Problem details: Print the full listing below exactly, keeping every character as it stands.

Extracted material:
= Beginning of Section =

PR #194, opened 2020-03-30
MAKE-1193: fix string concat by using bytes.Buffer for log lines append

julianedwards:


model/buildlogger.go
```diff
@@ -154,16 +154,19 @@ func (l *Log) Append(ctx context.Context, lines []LogLine) error {
 	}
 	key := fmt.Sprint(util.UnixMilli(time.Now()))
 
-	linesCombined := make([]string, len(lines))
-	for idx, line := range lines {
+	lineBuffer := bytes.NewBuffer([]byte{})
```
tychoish: &bytes.Buffer{} rather than the NewBuffer call

model/buildlogger.go
```diff
@@ -154,16 +154,19 @@ func (l *Log) Append(ctx context.Context, lines []LogLine) error {
...
+	for _, line := range lines {
 		// unlikely scenario, but just in case priority is out of range.
 		if line.Priority > level.Emergency {
 			line.Priority = level.Emergency
 		} else if line.Priority < level.Invalid {
 			line.Priority = level.Trace
 		}
 
-		linesCombined[idx] = prependPriorityAndTimestamp(line.Priority, line.Timestamp, line.Data)
+		_, err := lineBuffer.WriteString(prependPriorityAndTimestamp(line.Priority, line.Timestamp, line.Data))
```
tychoish: should we ensure that we don't miss a newline?

julianedwards: what do you mean?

= End of Section =

Result of the exercise:
PR #194, opened 2020-03-30
MAKE-1193: fix string concat by using bytes.Buffer for log lines append

julianedwards:


model/buildlogger.go
```diff
@@ -154,16 +154,19 @@ func (l *Log) Append(ctx context.Context, lines []LogLine) error {
 	}
 	key := fmt.Sprint(util.UnixMilli(time.Now()))
 
-	linesCombined := make([]string, len(lines))
-	for idx, line := range lines {
+	lineBuffer := bytes.NewBuffer([]byte{})
```
tychoish: &bytes.Buffer{} rather than the NewBuffer call

model/buildlogger.go
```diff
@@ -154,16 +154,19 @@ func (l *Log) Append(ctx context.Context, lines []LogLine) error {
...
+	for _, line := range lines {
 		// unlikely scenario, but just in case priority is out of range.
 		if line.Priority > level.Emergency {
 			line.Priority = level.Emergency
 		} else if line.Priority < level.Invalid {
 			line.Priority = level.Trace
 		}
 
-		linesCombined[idx] = prependPriorityAndTimestamp(line.Priority, line.Timestamp, line.Data)
+		_, err := lineBuffer.WriteString(prependPriorityAndTimestamp(line.Priority, line.Timestamp, line.Data))
```
tychoish: should we ensure that we don't miss a newline?

julianedwards: what do you mean?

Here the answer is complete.